/metrics-dashboard

Observability project of the Udacity's Cloud Native Application Architecture Nanodegree

Primary LanguageHTML

Metrics Dashboard

Metrics Dashboard is a project that implements microservices observability using the Prometheus-Grafana-Jaeger stack. This is a project for the Udacity's Cloud Native Application Architecture Nanodegree.

Table of Contents

Main steps

  1. Deploy a sample application in your Kubernetes cluster.
  2. Use Prometheus to monitor the various metrics of the application.
  3. Use Jaeger to perform traces on the application.
  4. Use Grafana in order to visualize these metrics in a series of graphs that can be shared with other members on your team.
  5. Document the project in a README.

Verify the monitoring installation

Cluster resources

Setup the Jaeger and Prometheus source

Grafana

Create a basic dashboard

Prometheus Dashboard

Describe SLO/SLI

Suppose that these are our SLOs for monthly uptime and request response time:

  1. 99.99% uptime in the year.
  2. 95% of requests completed in < 100 ms.

We can describe SLIs as:

  1. We got 99.98% uptime in the current year.
  2. 94% of the requests were completed in < 100 ms.

Creating SLI metrics

  1. Number of error responses in a period of time - This metric could help us to identify possible bootlenecks and bugs.
  2. The average time taken to return a response - This metric could help us to identify opportunities to tune our services performance.
  3. The average time taken recover a service if it goes down - This metric could help us to measure our capacity to recover possible failovers.
  4. Total uptime in a period of time - This metric could help us to measure the health of our services.
  5. Average percentage of memory or CPU used by a service in a period of time - This metric could help us to measure the impact of our services in the costs of maintaining a system and look for efficient services.

Create a dashboard to measure our SLIs

SLIs panel

Tracing our Flask app

Jaeger UI

Jaeger in dashboards

Grafana tracing panel

Report error

**TROUBLE TICKET**

**Name**: Franky River
**Date**: 09/27/2021 5:15:10 PM
**Subject**: Front-end service is creating many 40x and 50x errors
**Affected Area**: API requests
**Severity**: High

**Description**:
The `static/js/click.js` file is not handling clicks correctly and requests can not be processed because the
fetch url are not right.

Creating SLIs and SLOs

SLIs:

  1. We got less than 10 error responses in the last 24 hours.
  2. We got an average response time of < 2000ms per minute.
  3. We got 75% more successful responses than errors.
  4. 99% of our responses had the right data format.

SLO:

  1. 99.9% uptime per month.
  2. 99.9% of responses to our front-service will return 2xx, 3xx or 4xx HTTP code within 2000 ms.
  3. 99.99% of transaction requests will succeed over any calendar month.
  4. 99.9% of backend service requests will succeed on their first attempt.

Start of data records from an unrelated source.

Issue #574, opened 2021-05-03
Hard stops on OSWEC example


mmartini1987:
Hello
I am running the OSWEC example and trying to include hard-stops in the modelling. I have modified the wecSimInputFile.m adding the following rows:

pto(1).hardStops.upperLimitSpecify = 'on'; % 
pto(1).hardStops.upperLimitBound = 5;  % [deg] 
pto(1).hardStops.upperLimitStiffness = 0; % [Nm/deg]
pto(1).hardStops.upperLimitDamping = 1e8; % [Nm/(deg/s)]
pto(1).hardStops.upperLimitTransitionRegionWidth = 0.1; % [deg] 

pto(1).hardStops.lowerLimitSpecify = pto(1).hardStops.upperLimitSpecify;
pto(1).hardStops.lowerLimitBound = -pto(1).hardStops.upperLimitBound;
pto(1).hardStops.lowerLimitStiffness = pto(1).hardStops.upperLimitStiffness;
pto(1).hardStops.lowerLimitDamping = pto(1).hardStops.upperLimitDamping;
pto(1).hardStops.lowerLimitTransitionRegionWidth = pto(1).hardStops.upperLimitTransitionRegionWidth;

This however seems not to affect the flap motion. To see any hard-stop effect occurring, I had to navigate into OSWEC.slx->Rotational PTO->Pitch PCC, force the "Specify Upper Limit" and "Specify Lower Limit" to 1, save the model (neglecting the warnings related to having modified a WEC-Sim library block) and run it again.

Are you able to replicate this - or maybe am I mistaking something?

Many thanks
Michele

dforbush2:
Hi Michele,

What version of Matlab are you running? It doesn't sound like the mask initialization function is running properly on the pto's in the OSWEC model. I am able to replicate your error in 2020b...though. 

For whatever reason, the try/catch statement in the mask initialization is not running because it does not recognize the block name that sets the pto(1).hardStops.upperLimitSpecify and pto(1).hardStops.lowerLimitSpecify toggle switches. So you don't get an error, but your limits don't get set. Only problem is these block names are observably identical to what I have coded there, so there is something subtle happening. I will dig into this and push a fix.

In the mean time, your work-around will work. Just make sure that you do not push the changes made locally to your wec sim library or that may break some of your other models!

Best,
Dom

dforbush2:
[...]

PR #1270, opened 2024-07-01
Update readCAPYTAINE.m to keep 1st wave direction for multiple wave headings

cckimball:
When a custom Capytaine script is run with multiple wave headings (i.e. not using 'call_capytaine'), the added mass and radiation damping coefficients may create matrices with repeating values in the 4th matrix dimension (for wave direction). Since these are repeated, identical values regardless of wave direction, only the first set is required. The unnecessary addition(s) to the matrix causes issues in the remaining BEMIO function files (radiationIRF, excitationIRF, writeBEMIOH5) if left intact.

These changes make space in the matrix for the 4th dimension, and then preserve the first case for both the added mass and radiation damping coefficients.

### DIFF
--- a/source/functions/BEMIO/readCAPYTAINE.m
+++ b/source/functions/BEMIO/readCAPYTAINE.m
@@ -19,6 +19,7 @@ function hydro = readCAPYTAINE(hydro, filename, hydrostatics_sub_dir)
 %     hydro : struct
 %         Structure of hydro data with Capytaine data appended
 
+
 %% Check file for required variables
 [a,b] = size(hydro);  % Check on what is already there
 if b == 1 && ~isfield(hydro(b),'Nb')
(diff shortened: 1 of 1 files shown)


akeeste:
@cckimball Can you look at your git commit and see if you can revert it and recommit the changes? GitHub shows ever line in readCapytaine as changed and I can't tell what's going on.

Also, without seeing a specific case or set-up, this sounds like a bug on the Capytaine side instead of WEC-Sim. Is there any reason this shouldn't be fixed in Capytaine instead? @mancellin

akeeste:
Also there are some other updates going into readCapytaine right now. Please pull those changes to your branch so there is no merge conflict

akeeste:
I just saw there was another PR with some git syncing issues. Maybe before diving into the git issues further, we first decide if this is WEC-Sim or Capytaine bug

mancellin:
> When a custom Capytaine script is run with multiple wave headings (i.e. not using 'call_capytaine'), the added mass and radiation damping coefficients may create matrices with repeating values in the 4th matrix dimension (for wave direction).

Sounds like a bug in Capytaine.
Added mass and radiation damping are independent of the wave direction, except when the forward speed is non-zero.
If you indeed has a `wave_direction` dimension in your added mass and radiation damping, please open an issue on Capytaine repository with a code example.

cckimball:
Thanks @mancellin and @akeeste , I've posted in the Capytaine page as issue # #574.

akeeste:
Thanks @cckimball and @mancellin. From my brief read of capytaine/capytaine#574, it sounds like this won't require any changes to readCapytaine so I will close this issue. @cckimball if you think this is still worth checking for on the BEMIO side, please reopen and we can look at options.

Building KPIs for our plan

  1. We got less than 10 error responses in the last 24 hours.
    • Successful requests per minute: this KPI indicates how well is performed our system.
    • Error requests per minute: this KPI is an analogous of this SLI.
    • Uptime - this KPI indicates if errors are comming from downtime or not.
  2. We got an average response time of < 2000ms in the las 24 hours.
    • Average response time: this KPI is an analogous of this SLI.
    • Uptime - this KPI will help us to determine if response time is affected by downtime of a service.
  3. We got 75% more successful responses than errors.
    • Successful requests per minute: this KPI indicates the number of successful request.
    • Error requests per minute: this KPI indicates the number of error requests.

Final dashboard

KPI monitoring dashboard

  • Application stats panel - This panel shows information about the application services.
  • Successful requests per minute - This panel shows the total number of successful requests per service.
  • Error requests per minute - This panel shows the total number of 40x and 50x error requests per service.
  • Average response time per minute - This panel shows the average response time successful requests (status 200) per service.
  • Average memory used per minute - This panel shows the average memory used by each service.
  • Average CPU used per minute - This panel shows the average CPU used by each service.
  • Network I/O Pressure - This panel shows the amount of I/O operations per minute in the node.